If you are looking to save a couple bucks on the motherboard go with ebay...after quite a bit of researching over the past few weeks, I bought the a7m266-d on ebay for ~160 yesterday (brand new, boxed and factory sealed, with usb2.0 and 3com ethernet pci cards.  Out of curiousity, is there kernel support for usb2.0?)...theres quite a few on there and i watched a few "barer" version of the board go for under 150. 

Incedently I was looking at the tyan boards for awhile, both tiger and thunder (S2460 and S2468 if memeory serves), but were a little more costly for the featureset (ie cheaper tiger boards didnt have high speed pci and thunder was twice what I wanted to spend)

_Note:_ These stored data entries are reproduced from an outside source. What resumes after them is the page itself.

PR #279, opened 2017-05-09
Improve the worst case performance of Cursor::next()

ineol:
As mentioned in a TODO, try to walk up the cached subtree and skip the 0-measure
nodes. I checked that the two implementations coincide by walking line by line some
files.

It degrades a little the performance when the lines are short, for example in
the case of the sqlite source:
```
after    ... bench:   4,530,490 ns/iter (+/- 733,470)
before   ... bench:   4,128,834 ns/iter (+/- 411,246)
```
However, for a ~30MB file with a single newline at the end, it is significantly faster:
```
after    ... bench:       9,794 ns/iter (+/- 596)
before   ... bench:   2,388,631 ns/iter (+/- 318,327)
```

### DIFF
--- a/rust/rope/src/tree.rs
+++ b/rust/rope/src/tree.rs
@@ -630,6 +630,7 @@ impl<'a, N: NodeInfo> Cursor<'a, N> {
     }
 
     /// Tries to find the next boundary in the leaf the cursor is currently in.
+    #[inline(always)]
     fn next_inside_leaf<M: Metric<N>>(&mut self) -> Option<usize> {
         if let Some(l) = self.leaf {
             let offset_in_leaf = self.position - self.offset_of_leaf;
--- a/rust/rope/src/tree.rs
+++ b/rust/rope/src/tree.rs
@@ -196,7 +196,7 @@ impl<N: NodeInfo> Node<N> {
         }
     }
 
-    /// Returns the fist child with a positive measure, starting from the `j`th.
+    /// Returns the first child with a positive measure, starting from the `j`th.
     /// Also, returns the offset we have skipped; note that if it returns `None`in the first component, we skip all the children.
     fn next_positive_measure_child<M: Metric<N>>(&self, j: usize) -> (Option<usize>, usize) {
         let children = self.get_children();
@@ -534,6 +534,9 @@ impl<'a, N: NodeInfo> Cursor<'a, N> {
         result
     }
 
+    /// Moves the cursor to the previous boundary, or to the beginning of the
+    /// rope. In the former case, returns the position of the first character
+    /// past this boundary. In the latter case, returns `0`.
     pub fn prev<M: Metric<N>>(&mut self) -> Option<(usize)> {
         if self.position == 0 || self.leaf.is_none() {
             self.leaf = None;
@@ -581,9 +584,9 @@ impl<'a, N: NodeInfo> Cursor<'a, N> {
         }
     }
 
-    /// Moves the cursor to the next discontinuity, or to the end
-    /// of the rope. In the former case, returns the offset of said
-    /// discontinuity.
+    /// Moves the cursor to the next boundary, or to the end of the rope. In the
+    /// former case, returns the position of the first character past this
+    /// boundary. In the latter case, returns the length of the rope.
     pub fn next<M: Metric<N>>(&mut self) -> Option<(usize)> {
         if self.position >= self.root.len() || self.leaf.is_none() {
             self.leaf = None;
@@ -851,7 +854,7 @@ mod test {
 
     #[test]
     fn cursor_next_triangle() {
-        let n = 10_000;
+        let n = 2_000;
         let text = Rope::from(build_triangle(n));
 
         let mut cursor = Cursor::new(&text, 0);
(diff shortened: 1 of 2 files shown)


rust/rope/src/tree.rs
```diff
@@ -566,33 +579,74 @@ impl<'a, N: NodeInfo> Cursor<'a, N> {
...
+                    self.leaf = Some(node_down.get_leaf());
+                    self.offset_of_leaf = self.position;
+                    return self.next_inside_leaf::<M>();
                 }
-                if self.offset_of_leaf + l.len() == self.root.len() {
-                    self.position = self.root.len();
-                    return Some(self.position);
+            }
+            // At this point, we know that (1) the next discontinuity is not not in the
+            // cached subtree, (2) self.position corresponds to the begining of the firt
```
raphlinus: first

rust/rope/src/tree.rs
```diff
@@ -566,33 +579,74 @@ impl<'a, N: NodeInfo> Cursor<'a, N> {
...
+                return Some(self.position);
             }
+            if self.offset_of_leaf + l.len() == self.root.len() {
+                self.position = self.root.len();
+                return Some(self.position);
+            }
+        } else {
+            panic!("inconsistent, shouldn't get here");
         }
+        return None;
```
raphlinus: `return` isn't necessary, can just be `None`

rust/rope/src/tree.rs
```diff
@@ -566,33 +579,74 @@ impl<'a, N: NodeInfo> Cursor<'a, N> {
...
+            // cached subtree, (2) self.position corresponds to the begining of the firt
+            // leaf after the cached subtree.
+            self.descend();
+            return self.next::<M>();
+        } else {
+            panic!("inconsistent, shouldn't get here");
+        }
+    }
+
+    fn next_inside_leaf<M: Metric<N>>(&mut self) -> Option<usize> {
```
raphlinus: Would be better to have a doc comment explaining what this function does.

rust/rope/src/tree.rs
```diff
@@ -566,33 +579,74 @@ impl<'a, N: NodeInfo> Cursor<'a, N> {
         }
     }
 
+    // Moves the cursor to the next discontinuity, or to the end
```
raphlinus: `///` because this is fine as doc string.

I think I've been using "boundary" instead of "discontinuity," but not sure exactly which is better. Should be consistent though.

rust/rope/src/tree.rs
```diff
@@ -196,6 +196,19 @@ impl<N: NodeInfo> Node<N> {
         }
     }
 
+    fn next_positive_measure_child<M: Metric<N>>(&self, j: usize) -> (Option<usize>, usize) {
```
raphlinus: Would prefer a doc comment. Doesn't need to be detailed, as it's fairly clear, but should probably explain the return type.

rust/rope/src/tree.rs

If your looking on pricewatch, I found generally the motherboard + processor kits saved you a few bucks

AFAIK the only difference between xp's and mp's is that the latter run cooler, did you have to solder the xp's at all krt? (Read somewhere that was necessary)

----------

## rommel

newegg...newegg .....oh and buy it all from newegg...lol....i have been dealing with them for a couple of years...they are very competitive and are good about RMA'ing....plus fedex shipping usually means like three days.

anyway...i would go uniprocessor as fast as this crap changes i would just save your money and upgrade when hammer comes out ... i am really liking this epox 8rda+ nforce2 board....the usb 1 is dead though so i am sending it back and going to setup a kt400 i got yesterday in its place , but UT and Q3 run really fast on this system...hell eveything runs really fast on this system.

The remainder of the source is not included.